Som Biotech SL, of Barcelona, said in silico and in vitro results of eravacycline for the treatment of SARS-CoV-2 showed the dual COVID-19 replicase polyprotein 1a/1ab inhibitor establishes a covalent bond with Cys145 in the catalytic domain of the SARS-CoV-2 3CL protease, a viral protein essential for coronavirus infection and replication in host cells. In vitro experiments confirmed inhibition of the protease with an IC50 in the low micromolar range. Eravacycline also inhibited infection of SARS-CoV-2 in VeroE6 cells and showed no toxicity when applied alone, and it inhibited the 3CL proteases of related coronaviruses, such as SARS-CoV and MERS-CoV, suggesting it could be repositioned to treat beta-coronavirus infections. The data are scheduled for a virtual poster presentation at IDWeek 2020.

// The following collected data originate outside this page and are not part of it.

PR #6319, opened 2025-05-28
Make KafkaMetrics refresh interval configurable

jonatan-ivanov:
See https://github.com/micrometer-metrics/micrometer/pull/6206


shakuzen (approved):

shakuzen (commented):
I wonder if we couldn't use the MeterRegistry's step by default if a refresh interval isn't provided. We could only do that for PushMeterRegistry with PushRegistryConfig, but it might alleviate some need to pass a custom refresh interval.

jonatan-ivanov:
I created https://github.com/micrometer-metrics/micrometer/issues/6342, in the meantime, we can go with the refresh interval parameter in this PR.

jonatan-ivanov:
@spryslmatej A new SNAPSHOT release should be created in the next few minutes, could you please check if it works for you?

spryslmatej:
@jonatan-ivanov Tested with version `1.16.0-SNAPSHOT`, works as expected :+1: 

Thank you very much!

Issue #3563, opened 2022-12-09
Micrometer client not reconnecting to statsd after server is restarted


dunnk2022:
**Describe the bug**
The micrometer client does not reconnect to the statsd server (Datadog agent) when the agent is restarted.

**Environment**

 - Micrometer version - 1.9.5
 - Micrometer registry - statsd, Datadog flavor 
 - OS: Linux
 - Java version: 11.0.14

**To Reproduce**
How to reproduce the bug:
Restart the statsd server (datadog-agent)

**Expected behavior**

The micrometer client re-establishes a connection to the statsd server on port 8125 when the daemon is back up.

**Additional context**
Add any other context about the problem here, e.g. related issues.

dunnk2022:
Thanks for the response @shakuzen

dunnk2022:
We really just do a rolling restart of the agent and the issue occurs. Perhaps turning DEBUG logging on for the client will help to gather more info?

shakuzen:
If you turn on debug logging for classes under the `io.micrometer.shaded.reactor.netty` package, we can probably get some more information about what's happening. Or turn on debug logging for everything under `io.micrometer`.

shakuzen:
@raymondchen625 thanks for the additional datapoint. Unfortunately, since I haven't been able to reproduce it locally or get logs from anyone with more info about what is happening, we haven't made any progress on this. If you would be able to provide steps to reproduce this (ideally locally or with as minimal other things involved as possible) or some debug logs, it may help get to the bottom of this.

raymondchen625:
> @raymondchen625 thanks for the additional datapoint. Unfortunately, since I haven't been able to reproduce it locally or get logs from anyone with more info about what is happening, we haven't made any progress on this. If you would be able to provide steps to reproduce this (ideally locally or with as minimal other things involved as possible) or some debug logs, it may help get to the bottom of this.

I could not reproduce this locally. Unfortunately, I didn't try to capture IP packets before restarting the pods to see if Micrometer was sending traffic somewhere. I did check the application logs and didn't see any error. For custom metrics being sent to UDP 8125, I believe there is no error logs if the agent is down. But we also had APM metrics sent to TCP 8126, which should print error logs if the service is down. That makes me think Micrometer might have stopped sending out metrics. I might have captured nothing even if I had done the tcpdump on it.

shakuzen:
[...]

Issue #1252, opened 2019-02-27
StatsdMeterRegistry doesn't renew resolved ip address on DNS change


denzelby:
Hello everyone.

I've faced with the problem that StatsdMeterRegistry doesn't aware of DNS changes after it was `start()`ed.
As a result, metrics aren't delivered to Telegraf and there is no warning or so in logs.

How to reproduce:
1) Create record in /etc/hosts file, e.g.: `127.0.0.1         telegraf.kube-system.svc.cluster.local`.
2) Start application with StatsdMeterRegistry enabled and use host described above.
3) Change record in /etc/hosts file to another ip (`127.0.0.2` for example)

Actual result:
Using wireshark/tcpdump you can see that all metrics are being sent to 127.0.0.1 even after step 3.

Expected result:
StatsdMeterRegistry respect DNS name change.

Can be reproduced on real network/DNS server. Security manager disabled.
Micrometer version: 1.1.3, reproducible on 1.0.7 as well.

mweirauch:
Could this actually be related to the default JVM DNS caching behaviour? It's quite conservative (never expire) at times: https://docs.aws.amazon.com/sdk-for-java/v1/developer-guide/java-dg-jvm-ttl.html
Usually the host operating system network stack should do quite a good job at managing the DNS cache.

denzelby:
@mweirauch no. As I mentioned earlier the security manager is disabled and according to the docs: 
```
# default value is forever (FOREVER). For security reasons, this
# caching is made forever when a security manager is set. When a security
# manager is not set, the default behavior in this implementation
# is to cache for 30 seconds.
#
#networkaddress.cache.ttl=-1
```

On OS level everything set to defauls. Tested on desktop Ubuntu 18.04 LTS with Oracle jvm and debian-stretch in a Docker container (openjdk:8-jdk-stretch).

shakuzen:
I looked into this a bit. reactor-netty's `UdpClient`, which we use to send StatsD lines over UDP, only resolves the hostname on initial connection creation. It seems we would have to detect the change in resolution and then swap out the `UdpClient` for a new one which would resolve to the new IP address. Thus, this is not as simple as just changing a configuration option on the `UdpClient` unfortunately.

mootpt:
@shakuzen knowing very little about this issue, would setting the connection duration to hosts ttl be an option?

uchandroth:
[...]

PR #6330, opened 2025-06-02
No Fast Retry option to avoid retrying on the same IP indefinitely

arthurosncf:
In Kubernetes UDP servers (typically datadog), pods are not closed very well and IP are still reachable after autoscaling applied. This cause the statsd module to retry indefinitely on the same IP, skipping name resolution with host setup based on the hostname, even when the pod is killed (typically behind clusterIP load-balancing).

This setup is just to skip retrying and rebuild the whole configuration, each time Netty lose the UDP server port.

Issue with Kubernetes autoscaled services is mentioned in : #3563

To reproduce : 
- add two UDP servers on 127.0.0.2 and 127.0.03, with proper loopbacks listening on 8125, and DNS local cache "mylocalhost" pointing to 127.0.0.2
- Start Java service with StatsD module sending to host: mylocalhost:8125
- Check the 127.0.02 UDP server is receiving metrics
- Terminate 127.0.0.2 UDP server -> Netty Client is logging PortUnreachableException
- Update the local DNS cache to point to 127.0.0.3
- The Netty client is still logging PortUnreachableException indefinitely until the loopback is closed (IOException then)
- Only after IOException (one time), the client resolves the hostname and is redirected to 127.0.0.3

With "FastRetry" setup to False : 
- The previous last step is skipped and PortUnreachableException is causing resolution and redirection every time


shakuzen:
Thank you for the pull request. Are you sure this would solve your problem? We still have #1252 open. Ideally we should add tests demonstrating the issue and that it is solved with this change.

arthuroparis:
Thank you for considering the request, here is my analysis : 
The issue is related to the "connection" of the Reactor Netty UDP client : due to intermittent disruptions in the Kubernetes Service and lacks of Readyness probes, some pods are terminated prematurely and this results in the Kubernetes Service returning ICMP errors indefinitely, which in turn trigger PortUnreachableException.

I'm generally okay with the current connect() behavior of the UDP client and would prefer not to introduce any disruptive changes to Micrometer’s default Reactor Netty configuration. That’s why simply skipping retries in this context seems like a sufficient workaround to me.

Alternative workarounds could include : 
- Implementing a custom StatsSender that avoids calling connect(), thereby eliminating the ICMP port unreachable responses entirely.
- Adding a side-car to the Java Mircrometer container that also listens on UDP 8125 : that will drops the port unreachable packets for the Java container on the ICMP layer -and thus, avoiding PortUnreachableException

To properly unit test a “RetryOrIgnorePortUnreachableException” setup, we would need to:
- Mock the DNS resolution of the JVM (InetAddress)
- Mock the Netty Client

However, given the inherently network-related nature of the issue, I’m not convinced that writing such tests would be worthwhile.

arthuroparis:
I just reworded the setup to make it clearer.

shakuzen:
I haven't had a chance yet to look deeply into this, but I'm still missing something. I could try testing more later when I have time, but in your reproduction steps, you have:

> Only after IOException (one time), the client resolves the hostname and is redirected to 127.0.0.3

My understanding of #1252 is that that won't happen because DNS resolution only happens with Reactor Netty when the client is created. But are you saying DNS resolution is happening when the client disconnects and reconnects?
/cc @violetagg in case I'm misunderstanding anything or something has changed in Reactor Netty.

arthuroparis:
Yes i do,

IMHO, you are right, the Netty client will not resolve the host twice, and the non-resolved inetSocketAddress doesn't do the trick either.
However, when the flag is 'false' micrometer will loop over "prepareUdpClient" as long as the server sends port unreachable exceptions.
We did some tests extensively, and it seems it fixes the issue well, but only because we have setup an additional IP resolution within the configuration host() property.

The related code in the StatsDMeterRegistry context focus on building the "remoteAddress" supplier, when a "InetSocketAddress.createUnresolved" is used, this call was added with commit 24b19c7594a476ae69ef34e920a0850fb55173d4 (UDS datagram support in StatsD (#2722)), in replacement of the host directly transfered to the UdpClient builder before.

So, maybe should we replace : 
```
line 236 :
	prepareUdpClient(publisher,
       () -> InetSocketAddress.createUnresolved(statsdConfig.host(), statsdConfig.port()));
```
by 
```
line 236 :
	prepareUdpClient(publisher,
       () -> new InetSocketAddress(InetAddress.getByName(statsdConfig.host()), statsdConfig.port()));
```

What do you think ?

shakuzen:
> What do you think ?

I will defer to @violetagg on this. I don't remember why exactly I used `InetSocketAddress.createUnresolved` then. Will the UdpClient resolve the address when connecting with the proposed change above?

Sunshine Biopharma Inc., of Montreal, said it agreed to work with the University of Georgia to advance development of its lead anti-coronavirus compound, SBFM-PL4. The protease inhibitor will be assessed in a series of in vitro tests to evaluate its inhibitory activity against the SARS-CoV-2 papain-like protease, one of two coronavirus-encoded proteases essential for viral replication. Following initial in vitro studies, SBFM-PL4 will be moved to the cell culture testing stage and assessment in coronavirus-infected mice.

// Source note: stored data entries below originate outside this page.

Issue #6227, opened 2025-05-12
Add more tests for TimedHandler


shakuzen:
See https://github.com/micrometer-metrics/micrometer/pull/6194#discussion_r2081159987

PR #6343, opened 2025-06-03
Add more tests for TimedHandler

kwondh5217:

The non-profit Transcelerate Biopharma Inc., of Philadelphia, said it launched several initiatives to improve pharmaceutical R&D. To respond to the COVID-19 pandemic, a module was created in its Datacelerate platform to enable patient-level data sharing of both the investigational product and control arms of COVID-19 trials, along with supporting documentation. Access to the COVID-19-related trial data is available to Transcelerate member companies, qualifying non-member biopharmas and select government biomedical research agencies. Also in response to the pandemic, Transcelerate approved the Modernizing Clinical Trial Conduct initiative, whose data and experience will be used to inform future development strategies for industry and policy initiatives for regulators. Transcelerate’s Real World Data initiative aims to support collaboration among global regulatory agencies to define tools, methodologies, use cases and appropriate levels of evidence to support regulatory decision-making using real world data. Finally, with a growing number of pharmacovigilance agreements between companies requiring an exchange of safety information, the Pharmacovigilance Agreements Optimization initiative seeks to produce a customizable resource for contract partners that can inform and/or streamline process development, contract drafting and negotiations around these documents.